BRIEF: The required output is the line with "PR #3821, opened 2023-01-02" through the final line of the entries, each one exactly as it stands.

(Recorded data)
┄┄┄┄┄┄┄┄┄┄┄┄┄┄┄┄┄┄┄┄

PR #3820, opened 2022-12-25
feat(core): application view preferences

Johaney-s:
* new attributes for saving application view preferences (names of columns)
* attribute modules checking permitted values
* new method retrieving names of IdP attributes included in FedInfo

### DIFF
--- a/perun-core/src/main/java/cz/metacentrum/perun/core/blImpl/AttributesManagerBlImpl.java
+++ b/perun-core/src/main/java/cz/metacentrum/perun/core/blImpl/AttributesManagerBlImpl.java
@@ -7786,6 +7786,36 @@ public class AttributesManagerBlImpl implements AttributesManagerBl {
 		policies.add(Triple.of(Role.GROUPADMIN, READ, RoleObject.Group));
 		attributes.put(attr, createInitialPolicyCollections(policies));
 
+		//urn:perun:group:attribute-def:def:applicationViewPreferences
+		attr = new AttributeDefinition();
+		attr.setNamespace(AttributesManager.NS_GROUP_ATTR_DEF);
+		attr.setType(ArrayList.class.getName());
+		attr.setFriendlyName("applicationViewPreferences");
+		attr.setDisplayName("Application view preferences");
+		attr.setDescription("Columns to be shown in application page. Use applications page configuration dialogue to set the value.");
+		//set attribute rights (with dummy id of attribute - not known yet)
+		policies = new ArrayList<>();
+		policies.add(Triple.of(Role.VOADMIN, READ, RoleObject.Vo));
+		policies.add(Triple.of(Role.VOADMIN, WRITE, RoleObject.Vo));
+		policies.add(Triple.of(Role.GROUPADMIN, READ, RoleObject.Group));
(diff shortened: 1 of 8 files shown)


xflord (commented):
Won't do a full review since I believe these changes are still subject to change, but here are some of my thoughts:
- Shouldn't we have a method or an attribute that returns the available columns? (instead of a private field in the new attribute). That way it would be more consistent (in the sense that we can get the same columns in FE and BE via this method/attribute)
- It feels rigid to have the same preferences for all the admins of the same Vo. My initial thought was to have it customizable for each person viewing the table (maybe a member-vo attribute, since user-vo attrs don't exist?). Then observers would also be able to change the table to fit their preference.
- I also took a look at the FE draft and believe that a dropdown checkbox list of the columns would be user-friendlier than a new dialog, however that's a matter of cosmetic preference.

I wanted to finish this during the holidays but I will leave it for after New Year's so we can discuss it further.

Johaney-s:
Thanks for the thoughts!
> Shouldn't we have a method or an attribute that returns the available columns? (instead of a private field in the new attribute). That way it would be more consistent (in the sense that we can get the same columns in FE and BE via this method/attribute)
- These columns are defined in FE anyway to be used as default options, but if you think it would make sense, why not.

> It feels rigid to have the same preferences for all the admins of the same Vo. My initial thought was to have it customizable for each person viewing the table (maybe a member-vo attribute, since user-vo attrs don't exist?). Then observers would also be able to change the table to fit their preference.
- I thought it would be cool to have the settings per manager too, but discussed it beforehand with PO and it won't be necessary. The columns just need to show some easy to understand info about the user, and which columns show that does not depend on who is viewing it. The main problem is with the hashes in the "created by" columns which are sometimes understandable and sometimes not.

> I also took a look at the FE draft and believe that a dropdown checkbox list of the columns would be user-friendlier than a new dialog, however that's a matter of cosmetic preference.
- Sure, why not, there should just be some clear confirmation button to tell the user he's changing the settings for all admins.

> I wanted to finish this during the holidays but I will leave it for after New Year's so we can discuss it further.
- i'll be on vacay till beginning of second january's week, and cause i didn't manage to finish it on my own, it would be great if someone could take over and finish it. either to continue with the proposed solution or redo it completely, i can also try to sum up the discussions with PO if necessary.

xflord:
Ok now that you made things clear it doesn't seem that complex. I will try to finish the FE part.

perun-core/src/main/java/cz/metacentrum/perun/core/blImpl/AttributesManagerBlImpl.java
```diff
@@ -7786,6 +7786,36 @@ protected void initialize() {
 		policies.add(Triple.of(Role.GROUPADMIN, READ, RoleObject.Group));
 		attributes.put(attr, createInitialPolicyCollections(policies));
 
+		//urn:perun:group:attribute-def:def:applicationViewPreferences
```
xflord, line 7789: Shouldn't observer roles have 'Read' privileges, since they also view applications?

xflord (approved):

mattjoke (approved):

PR #3821, opened 2023-01-02
fix(core): fixed a bug where the first day of grace period was not co…

xflord:
…unted as grace period when extending membership

### DIFF
--- a/perun-core/src/main/java/cz/metacentrum/perun/core/blImpl/MembersManagerBlImpl.java
+++ b/perun-core/src/main/java/cz/metacentrum/perun/core/blImpl/MembersManagerBlImpl.java
@@ -1981,7 +1981,7 @@ public class MembersManagerBlImpl implements MembersManagerBl {
 				}
 
               // Check if we are in grace period
-              if (gracePeriodDate.isBefore(LocalDate.now())) {
+              if (gracePeriodDate.isEqual(LocalDate.now()) || gracePeriodDate.isBefore(LocalDate.now())) {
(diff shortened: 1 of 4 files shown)


perun-core/src/main/java/cz/metacentrum/perun/core/blImpl/MembersManagerBlImpl.java
```diff
@@ -2398,7 +2398,7 @@ protected Pair<Boolean, Date> manageMembershipExpiration(PerunSession sess, Memb
 						fieldAmount = Utils.prepareGracePeriodDate(m);
 						LocalDate gracePeriodDate = localDate.minus(fieldAmount.getLeft(), fieldAmount.getRight());
 						// Check if we are in grace period
-						if (gracePeriodDate.isBefore(LocalDate.now())) {
+						if (gracePeriodDate.isEqual(LocalDate.now()) || gracePeriodDate.isBefore(LocalDate.now())) {
```
Johaney-s, line 2401: is there a reason to not add it also to line 1984? and I think the identical problem is also in group membership grace periods in GroupsManager methods `isMemberInGracePeriod` and `extendForStaticDate`

xflord: You're right; I did a sloppy job checking the use cases.

mattjoke (approved):

Johaney-s (approved):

┄┄┄┄┄┄┄┄┄┄┄┄┄┄┄┄┄┄┄┄

ANSWER SECTION:
PR #3821, opened 2023-01-02
fix(core): fixed a bug where the first day of grace period was not co…

xflord:
…unted as grace period when extending membership

### DIFF
--- a/perun-core/src/main/java/cz/metacentrum/perun/core/blImpl/MembersManagerBlImpl.java
+++ b/perun-core/src/main/java/cz/metacentrum/perun/core/blImpl/MembersManagerBlImpl.java
@@ -1981,7 +1981,7 @@ public class MembersManagerBlImpl implements MembersManagerBl {
 				}
 
               // Check if we are in grace period
-              if (gracePeriodDate.isBefore(LocalDate.now())) {
+              if (gracePeriodDate.isEqual(LocalDate.now()) || gracePeriodDate.isBefore(LocalDate.now())) {
(diff shortened: 1 of 4 files shown)


perun-core/src/main/java/cz/metacentrum/perun/core/blImpl/MembersManagerBlImpl.java
```diff
@@ -2398,7 +2398,7 @@ protected Pair<Boolean, Date> manageMembershipExpiration(PerunSession sess, Memb
 						fieldAmount = Utils.prepareGracePeriodDate(m);
 						LocalDate gracePeriodDate = localDate.minus(fieldAmount.getLeft(), fieldAmount.getRight());
 						// Check if we are in grace period
-						if (gracePeriodDate.isBefore(LocalDate.now())) {
+						if (gracePeriodDate.isEqual(LocalDate.now()) || gracePeriodDate.isBefore(LocalDate.now())) {
```
Johaney-s, line 2401: is there a reason to not add it also to line 1984? and I think the identical problem is also in group membership grace periods in GroupsManager methods `isMemberInGracePeriod` and `extendForStaticDate`

xflord: You're right; I did a sloppy job checking the use cases.

mattjoke (approved):

Johaney-s (approved):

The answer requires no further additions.